= Exercise instructions =
Look below for the line containing "Fix possible double" and the line containing "src/gd_gif_in.c"; repeat exactly those two lines and all lines between them, and nothing else.

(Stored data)
PR #457, opened 2018-09-04
Remove HAVE_ERRNO_H

petk:
The `<errno.h>` header file is part of the standard C89 headers [1] and
on older systems there needed to be also a manual check if header is
present.

Since libgd requires at least C89 or greater, the `HAVE_ERRNO_H`
symbol defined by Autoconf in configure.ac [2], and Cmake build system
files can be removed and simplifed.

Refs:
[1] https://port70.net/~nsz/c/c89/c89-draft.html#4.1.3
[2] https://git.savannah.gnu.org/cgit/autoconf.git/tree/lib/autoconf/headers.m4


vapier:
this sounds good.  unfortunately, seeing your change made me notice that README.JPN had non-UTF-8 encoding.  so i fixed that, but now your change conflicts :).  can you rebase on top of that so we can merge it ?

petk:
Rebased...

vapier:
thanks!

PR #459, opened 2018-09-05
Remove HAVE_LIMITS_H

petk:
The `<limits.h>` header file is part of the standard C89 headers [1] and
on current systems there is no need to manually check if header is
present anymore.

Since the libgd requires at least C89 or greater, the `HAVE_LIMITS_H`
symbol defined by Autoconf in configure.ac [2], and Cmake build system
files can be removed and simplifed.

Refs:
[1] https://port70.net/~nsz/c/c89/c89-draft.html#4.1.2
[2] https://git.savannah.gnu.org/cgit/autoconf.git/tree/lib/autoconf/headers.m4


vapier:
thanks!

PR #461, opened 2018-09-05
Upgrade AX_CFLAGS_WARN_ALL macro file

petk:
This patch bumps current file version from the Autoconf Archive from
15 to 16:
http://git.savannah.gnu.org/cgit/autoconf-archive.git/tree/m4/ax_cflags_warn_all.m4

Changes:
- https links in the file comments


vapier:
hmm, i think i made this http->https fix in autoconf-archive a while back :p

PR #482, opened 2018-11-14
Fix #479: Provide a suitable malloc function to liq

### LINKED ISSUE #479: gdMalloc alignment problem on 32-bit Cygwin
The program php_bug_67325 in the libgd test suite crashes on 32-bit Cygwin when libgd is built with libimagequant support.  I traced this to an alignment problem of liq_image objects, which ultimately comes down to the fact that gdMalloc() doesn't necessarily return 16-byte aligned memory.

In more detail, there is a call to liq_attr_create_with_allocator(gdMalloc, gdFree) in gdImageTrueColorToPaletteBody().  But the documentation of liq_attr_create_with_allocator() says, "The malloc function must return 16-byte aligned memory on x86 (and on other architectures memory aligned for double and pointers)."  See https://pngquant.org/lib/#liq_attr_create_with_allocator.

Currently gdMalloc() just calls the system malloc().  Should it call something like posix_memalign() instead?

kbrow1i:
liq requires 16 byte alignment, which gdMalloc() doesn't guarantee.
Define and use a new malloc16() function when building with liq.

This replaces PR#481.

### DIFF
--- a/src/gd_topal.c
+++ b/src/gd_topal.c
@@ -1523,6 +1523,15 @@ static void free_truecolor_image_data(gdImagePtr oim)
 	oim->tpixels = 0;
 }
 
+#ifdef HAVE_LIBIMAGEQUANT
+/* liq requires 16 byte aligned heap memory */
+static void *malloc16(size_t size)
+{
+	void *p;
+	return posix_memalign(&p, 16, size) == 0 ? p : NULL;
+}
+#endif
+
 /*
  * Module initialization routine for 2-pass color quantization.
  */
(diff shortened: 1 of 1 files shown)


vapier:
at this point we've implemented `liq_attr_create`, so seems like we should replace this line with that call and be done (and put a comment explaining why we don't use `gdMalloc`).

cmb69:
@vapier From the [`liq_attr_create_with_allocator` docs](https://pngquant.org/lib/#liq_attr_create_with_allocator):
> The malloc function must return 16-byte aligned memory on x86 (and on other architectures memory aligned for double and pointers). Conversely, if your stdlib's malloc doesn't return appropriately aligned memory, you should use this function to provide aligned replacements.

vapier:
gotcha, thanks

Issue #450, opened 2018-08-01
Failed to open 1 bit per pixel bitmap


quarthex:
When loading a monochrome image in Windows bitmap format with 1-bit per pixel encoding, the operation fails.
The bug occurs for some specific image widths like, for instance, 10px.

[example.bmp.gz](https://github.com/libgd/libgd/files/2249634/example.bmp.gz)

PR #487, opened 2018-12-30
Fix loading of 1bpp images

quarthex:
Should fix issue #450.


cmb69:
Thank you very much! Applied as d0859134fcbd8817f87895bd1cb158096568a7a2.

Issue #345, opened 2016-11-15
gdlib-config deprecated so what to use now ?


centminmod:
with gdlib-config deprecated what do i use now to get equivalent output for ? particular the compiled and enabled libs etc

```
/usr/bin/gdlib-config --all
GD library  2.0.34
includedir: /usr/include
cflags:     -I/usr/include
ldflags:    -L/usr/lib64 -Wl,-z,relro
libs:       -lXpm -lX11 -ljpeg -lfontconfig -lfreetype -lpng -lz -lm  
libdir:     /usr/lib64
features:   GD_XPM GD_JPEG GD_FONTCONFIG GD_FREETYPE GD_PNG GD_GIF GD_GIFANIM GD_OPENPOLYGON
```

vapier:
as the commit message said, use pkg-config to query gd settings (like libraries & include paths).  if you don't know how to use pkg-config, consult their homepage for docs:
https://www.freedesktop.org/wiki/Software/pkg-config/

rurban:
This is bogus. The .pc doesn't give us the features, there's even no Defines line with the -DHAVE_GIF ...
This is a severe regression. We need the features list or list of DEFINE's

cmb69:
@vapier Wouldn't it be sensible to add a `feature` variable to gdlib.pc which lists the features like gdlib-config did? This would make it trivial to switch from gdlib-config to pkg-config.

cmb69:
PHP's GD binding offers “introspection” about which features are supported. This is basically been done by detecting supported features with `AC_TRY_LINK`. This won't work for the GD and GD2 formats, though. One likely would have to actually run a test program and check for the error message.

cmb69:
PHP can be built against its bundled libgd or against a system libgd. I believe most (if not all) Linux distros choose the latter. And while I see your point that feature detection should not be done during build-time, it is still necessary with regard to libgd – if libgd doesn't support JPEG, there is no `gdImageCreateFromJpeg()`, so a client must not use it.

vapier:
> if libgd doesn't support JPEG, there is no `gdImageCreateFromJpeg()`

how about we change that ?  other features (like zlib), we always provide the funcs, just let them return errors.

vapier:
actually, i see we already have `gdSupportsFileType` for people to figure out at runtime whether a format is supported.  which means we just have to add the missing gaps for ABI compat.

dimpase:
[...]

PR #491, opened 2019-01-15
add stub ABI funcs when formats are disabled #345

vapier:
We do this for some funcs already, so add jpeg/png/tiff/liq/webp
stubs too.  This keeps our ABI stable and lets code do runtime
detection instead.

### DIFF
--- a/src/gd_jpeg.c
+++ b/src/gd_jpeg.c
@@ -1192,4 +1192,63 @@ void jpeg_gdIOCtx_dest(j_compress_ptr cinfo, gdIOCtx *outfile)
 	dest->outfile = outfile;
 }
 
+#else /* !HAVE_LIBJPEG */
+
+static void _noJpegError(void)
+{
+	gd_error("JPEG image support has been disabled\n");
+}
+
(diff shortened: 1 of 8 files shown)


src/gd_topal.c
```diff
@@ -1800,4 +1800,34 @@ static int gdImageTrueColorToPaletteBody (gdImagePtr oim, int dither, int colors
 	return conversionSucceeded;
 }
 
+#else
```
cmb69: This `#else` appears to match `#ifdef QUANT_2PASS_SUPPORTED`, so this is not related to liq. Actually, liq is optional, see [gdPaletteQuantizationMethod](https://libgd.github.io/manuals/2.2.5/files/gd-h.html#gdPaletteQuantizationMethod). It seems to me we should rather remove the `#ifdef QUANT_2PASS_SUPPORTED`, since we have `#define QUANT_2PASS_SUPPORTED` above, so one would have to modify the file to influence it.

vapier: thanks.  i had checked the diff files to make sure they were being compiled, and this one i couldn't get to trigger.  i just assumed i wasn't using the right configure flags to disable the features.

PR #493, opened 2019-01-17
Fix possible double free bugs in gd_jpeg.c and gd_wbmp.c

y3noor:


cmb69:
Thanks. Applied as 553702980ae89c83f2d6e254d62cf82e204956d0.

PR #494, opened 2019-01-29
Allow GIFs missing both Global and Local Colormaps to still decode

az6667:
Ensure that a GIF without any Global or Local color tables is still
decoded by libgd.

GIF89a spec indicates conforming image files need not have
Global or Local color tables at all.

Spec recommends creating custom color map in that situation, and
that at least Black+White as first two entries, to ensure B&W images
are decoded.

Some commonly used single-pixel GIFs found around the web are
undecoded by libgd otherwise. Test case has been included.

References:
https://www.w3.org/Graphics/GIF/spec-gif89a.txt
http://probablyprogramming.com/2009/03/15/the-tiniest-gif-ever


tests/gif/CMakeLists.txt
```diff
@@ -3,6 +3,7 @@ LIST(APPEND TESTS_FILES
 	bug00181
 	bug00227
 	gif_null
+	git_nocolormaps
```
cmb69: Typo: should be `gif_nocolormaps`.

az6667: well that's embarrasing. thankyou.

src/gd_gif_in.c
```diff
@@ -315,8 +315,9 @@ BGD_DECLARE(gdImagePtr) gdImageCreateFromGifCtx(gdIOCtxPtr fd)
 			ReadImage(im, fd, width, height, localColorMap, BitSet(buf[8], INTERLACE), &ZeroDataBlock);
 		} else {
 			if(!haveGlobalColormap) {
-				gdImageDestroy(im);
-				return 0;
+				ColorMap[CM_RED][1] = 0xff;	//Still a valid gif, apply simple default palette as per spec
```
vapier: can you move the comment above the line instead of being inline ?

also put a space after the `//`

az6667: yup sure

vapier:
thanks!

Issue #445, opened 2018-06-29
FindFreetype.cmake (missing:  FREETYPE_INCLUDE_DIRS)


wahibre:
cmake can't find FreeType on Fedora and CentOS.

```
[root@36cdc16e51ef libgd]# cmake .
-- gd version 2.3.0-dev
-- gd shared lib version 3 (3.0.8)
-- Could NOT find Freetype (missing:  FREETYPE_INCLUDE_DIRS)
-- Configuring done
-- Generating done
-- Build files have been written to: /root/libgd
```

actual path to ftheader.h:
```
/usr/include/freetype2/freetype/config/ftheader.h
```

branch: master
https://github.com/libgd/libgd/blob/08ae745426579be883d7f8aeabcc592b24de0597/cmake/modules/FindFreetype.cmake#L75-L79

vapier:
we should just gut these cmake modules and replace them with pkg-config lookups

harkue:
Fixed, thanks!

wahibre:
Looks OK, thank You.

willson-chen:
> we should just gut these cmake modules and replace them with pkg-config lookups

@vapier I have seen a PR in master branch(https://github.com/libgd/libgd/commit/e0cb1b76c305db68b251fe782faa12da5d357593#diff-eab09c1a70a2c5671ce56ca0f82b0467) ,and it seems solved this issue . But  I am little confuse if it's solved by pkg-config lookups?

vapier:
i don't remember anymore.  that commit was just updating us to a newer cmake modules release.

PR #496, opened 2019-02-09
Use pkg-config path hints in "FindFreeType.cmake" #445

az6667:
In some distros (Fedora/Centos), finding "freetype" would fail.
This asks pkg-config for some help. Recycled the pkg-config
example that was in "FindFontConfig.h"


az6667:
If I'm not doing these pull requests how you'd prefer, please let me know.

vapier:
we're taking FindFreeType.cmake from the cmake project.  can you send your fixes to them ?

az6667:
absolutely. I'll close this pull request.

az6667:
I assumed you meant "please commit to upstream instead"?
It looks like it was fixed in cmake at least as far back as v2.8.12.2

vapier:
i mean we're OK with pulling changes from the cmake project, but we don't want to diverge from them

PR #2271, opened 2019-07-01
Issue/2262 New Multi-select / tags input

### LINKED ISSUE #2262: Details And Contents Page - Item 2 New Multi-Select Design
Applied new design to all dropdown box on `Details And Contents Page`.

See screenshot below:

image

- Estimate: ~1-3~  5 

28th Jun: Just realize we need to make Vocabulary suggestion work with this as well. Would be more complicated

t83714:
### What this PR does

Fixes #2262 

- New Multi-select / tags input
- Adjusted Vocabulary Suggestion Input accordingly

image

### test site: 

https://issue-2262.dev.magda.io

### Checklist


AlexGilleran:
Nice work

Just one thing annoying me: If I type and hit the down/up arrows, the text in the box changes and I can select with ENTER ok, but there's no style on the selected element (they all have a white background), which is a bit hard to use. Can we give the currently selected one a dark background?

t83714:
@AlexGilleran 
I made the changes so that the selected item (when you press down arrow key) should get the dark background now. 
Test url see above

= Task solution =
Fix possible double free bugs in gd_jpeg.c and gd_wbmp.c

y3noor:


cmb69:
Thanks. Applied as 553702980ae89c83f2d6e254d62cf82e204956d0.

PR #494, opened 2019-01-29
Allow GIFs missing both Global and Local Colormaps to still decode

az6667:
Ensure that a GIF without any Global or Local color tables is still
decoded by libgd.

GIF89a spec indicates conforming image files need not have
Global or Local color tables at all.

Spec recommends creating custom color map in that situation, and
that at least Black+White as first two entries, to ensure B&W images
are decoded.

Some commonly used single-pixel GIFs found around the web are
undecoded by libgd otherwise. Test case has been included.

References:
https://www.w3.org/Graphics/GIF/spec-gif89a.txt
http://probablyprogramming.com/2009/03/15/the-tiniest-gif-ever


tests/gif/CMakeLists.txt
```diff
@@ -3,6 +3,7 @@ LIST(APPEND TESTS_FILES
 	bug00181
 	bug00227
 	gif_null
+	git_nocolormaps
```
cmb69: Typo: should be `gif_nocolormaps`.

az6667: well that's embarrasing. thankyou.

src/gd_gif_in.c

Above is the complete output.